Stuart Card, Thomas Moran, and Allen Newell (The Psychology of Human-Computer Interaction, 1983) developed GOMS (Goals, Operators, Methods, Selection rules) as a computational cognitive model of routine skilled behavior:

• Goals: desired states; goals have a hierarchical structure — top-level goals decompose into sub-goals, down to method-executable atomic goals
• Operators: elementary actions, each with a fixed execution time; the Keystroke Level Model (KLM, Card et al. 1980) assigns durations: $K$ = keystroke (0.28s), $P$ = pointing (1.1s), $H$ = homing (0.4s), $M$ = mental operation (1.35s), $R$ = system response (variable)
• Methods: sequences of operators and sub-goals that accomplish a goal; each method is a procedural specification for achieving a goal
• Selection rules: when multiple methods exist for the same goal, rules specify which to use based on contextual conditions

GOMS prediction: total task time = sum of all operator durations executed by the selected methods. This gives quantitative performance predictions without experiments.

GOMS is the first formal cognitive model of task performance: it provides an algorithmic account of how a skilled user performs a task, decomposing it into a structured hierarchy of goals and operators.

Norman: the action cycle

Donald Norman (The Design of Everyday Things, 1988) introduced the action cycle as a model of how intentional action is structured:

1. Goal formation: forming a desired state
2. Intention to act: forming an intention toward the goal
3. Action sequence specification: determining what actions to take
4. Action execution: executing the actions
5. Perception of system state: perceiving the resulting state
6. Interpretation: interpreting the perceived state
7. Evaluation: evaluating whether the goal has been achieved

Norman’s two gulfs:

• Gulf of execution: difficulty translating intentions into available actions (gap between intent and affordance)
• Gulf of evaluation: difficulty interpreting system state (gap between system display and user comprehension)

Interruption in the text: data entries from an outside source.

Issue #6119, opened 2026-04-27
Backend workspace collaborator management via security plugin resource sharing


cwperks:
## Summary

Workspace collaborator management in OpenSearch Dashboards is currently implemented entirely in the frontend — permissions are stored as a field on the workspace saved object and enforced by OSD server-side wrappers. This means any direct API access to `.kibana` bypasses workspace access control entirely.

This issue tracks moving workspace collaborator management to the OpenSearch backend using the security plugin's resource sharing framework, ensuring authorization is enforced at the OpenSearch level regardless of the access path.

## Background

Today, workspace access control works as follows:
- Workspace permissions (collaborators + access levels) are stored in the `permissions` field on the workspace saved object in `.kibana`
- OSD's `WorkspaceSavedObjectsClientWrapper` reads this field and filters saved object operations based on the requesting user's permissions
- The `dashboardAdmin.users` setting in `opensearch_dashboards.yml` statically defines which users are workspace admins
- Advanced settings per workspace are managed via a workspace-scoped config saved object

This is a frontend-only security boundary. The OpenSearch backend has no awareness of workspace collaborators or access levels.

## Compatibility with Existing Workspace Properties

This proposal preserves the core properties of the current workspace implementation:

- **Saved objects in multiple workspaces** — The `workspaces` array field on saved objects is unchanged. A visualization can still belong to `["ws-analytics", "ws-executive"]`. The backend DLS query checks this field to determine visibility.
- **Saved objects across multiple data sources** — Workspaces can continue to associate with multiple OpenSearch clusters as data sources. The workspace collaborator management and access control lives on the **default (local) cluster** — the one running the security plugin. Remote data sources are not affected; user permissions on remote clusters are still governed by those clusters' own security configurations.
- **Default cluster is mandatory** — The local OpenSearch cluster with the security plugin installed is the authoritative source for workspace collaborator records. This is a requirement for backend enforcement. OSD must be connected to a local cluster with the security plugin and the `opensearch-workspaces` plugin installed for backend workspace access control to function.

### 1. Register workspace as a resource type in the security plugin

Create a backend plugin (`opensearch-workspaces`) that implements `ResourceSharingExtension` to register `workspace` as a protected resource type. When a workspace saved object is created in `.kibana`, the security plugin's `ResourceIndexListener` automatically creates a sharing record in the sharing index.

The sharing record stores:
- `created_by` — the workspace owner
- `share_with` — collaborators organized by access level

### 2. Define workspace access levels

[...]

PR #6348, opened 2026-07-29
Graduate resource sharing feature out of experimental

DarshitChanpura:
### Description

Graduates the **Resource Sharing & Access Control** feature out of experimental.

**Breaking change (no deprecated fallback):** the feature-flag settings are renamed to drop the `.experimental` segment:

| Before | After |
|---|---|
| `plugins.security.experimental.resource_sharing.enabled` | `plugins.security.resource_sharing.enabled` |
| `plugins.security.experimental.resource_sharing.protected_types` | `plugins.security.resource_sharing.protected_types` |

Only the string *values* in `ConfigConstants` change — the constant names (`OPENSEARCH_RESOURCE_SHARING_ENABLED`, `OPENSEARCH_RESOURCE_SHARING_PROTECTED_TYPES`) are unchanged, so downstream Java references are unaffected.

Also:
- Removes the `@opensearch.experimental` javadoc annotations from the resource-sharing SPI and implementation classes (leaves the unrelated `SecurityConfigExtension` marker in place).
- Updates `RESOURCE_SHARING_AND_ACCESS_CONTROL.md` (setting keys + drops the "experimental" note).

Because the rename is breaking and has no fallback, this must ship in **3.9** together with the downstream references. Coordinated changes are being made to:
- `documentation-website` (setting keys + removal of experimental warning callouts)
- plugin CIs that toggle the flag: `reporting`, `anomaly-detection`, `ml-commons`, `notifications`, `alerting`, `flow-framework`, `security-analytics`

Draft while those companion PRs are prepared and reviewed.

### Related Issues
Related to https://github.com/opensearch-project/security/issues/4500

### Check List

### DIFF
--- a/RESOURCE_SHARING_AND_ACCESS_CONTROL.md
+++ b/RESOURCE_SHARING_AND_ACCESS_CONTROL.md
@@ -30,7 +30,7 @@ The **Resource Sharing and Access Control** feature in OpenSearch Security Plugi
 
 This feature ensures **secure** and **controlled** access to shareableResources while leveraging existing **index-level authorization** in OpenSearch.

The action cycle makes explicit that a task is not just an execution sequence but a loop involving perception and evaluation — the task includes the agent’s assessment of whether the goal has been achieved.

Open questions

• Whether GOMS selection rules $(g_i \Rightarrow m_i)$ for a goal $G$ are formally equivalent to the guard structure of a procedure — making a GOMS model a procedure specification for cognitive task execution, with each goal-with-selection-rules being a guarded-command procedure.
• Whether there is a natural notion of task refinement — where $T_2$ refines $T_1$ iff every acceptable execution of $T_2$ is an acceptable execution of $T_1$ (achieving the more specific goal subsumes achieving the more general) — and whether this corresponds to goal subsumption in the HTA hierarchy.
• Whether the HTA hierarchy corresponds to the tower structure in the relational universe — whether each level of decomposition maps to a tower level, with atomic operations at the base and the overall goal at the top, and whether task correctness (plan-goal coherence) is a property of how these levels connect.
• Whether the stopping criterion $p \times c$ (probability of failure times cost) has a formal representation as a decision-theoretic threshold on the fiber — whether it corresponds to a condition on the Heyting algebra value of the subtask’s completion proposition, making the $p \times c$ threshold a formal boundedness condition on the fiber.